» Work item
Scan the material below for the string "libcnb". Report every line that has it.

» Source data
^^^^^^^^

PR #789, opened 2024-03-04
Update to Buildpack API 0.10, libcnb.rs 0.19.0

joshwlewis:
This updates the libcnb family of dependencies and makes the following changes to support that change:

- [`StackId` has been removed from `libcnb`](https://github.com/heroku/libcnb.rs/pull/773) and the [Cloud Native Buildpacks Buildpack API 0.10 API](https://github.com/buildpacks/spec/blob/buildpack/0.10/buildpack.md?plain=1#L750-L760) in favor of `Target.os` and `Target.arch`. This buildpack now uses `os` + `arch` to determine cache validity instead of `StackId`.
- Bumps the Buildpack API version to 0.10 for libcnb buildpacks
- Includes `[[targets]]` for all libcnb buildpacks
  - Using `linux/amd64`, since these are all compiled only for that platform.
- A bunch of layer method signatures have changed so that the layer is mutable.

Due to previous issues with Buildpack API 0.10 and lifecycle (https://github.com/buildpacks/lifecycle/issues/1308), we should probably wait until `heroku/builder` is updated with lifecycle 0.19 or greater to ship this.

### DIFF
--- a/Cargo.lock
+++ b/Cargo.lock
@@ -193,7 +193,7 @@ dependencies = [
  "iana-time-zone",
  "num-traits",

^^^^^^^^

» Output of the exercise
Update to Buildpack API 0.10, libcnb.rs 0.19.0
This updates the libcnb family of dependencies and makes the following changes to support that change:
- [`StackId` has been removed from `libcnb`](https://github.com/heroku/libcnb.rs/pull/773) and the [Cloud Native Buildpacks Buildpack API 0.10 API](https://github.com/buildpacks/spec/blob/buildpack/0.10/buildpack.md?plain=1#L750-L760) in favor of `Target.os` and `Target.arch`. This buildpack now uses `os` + `arch` to determine cache validity instead of `StackId`.
- Bumps the Buildpack API version to 0.10 for libcnb buildpacks
- Includes `[[targets]]` for all libcnb buildpacks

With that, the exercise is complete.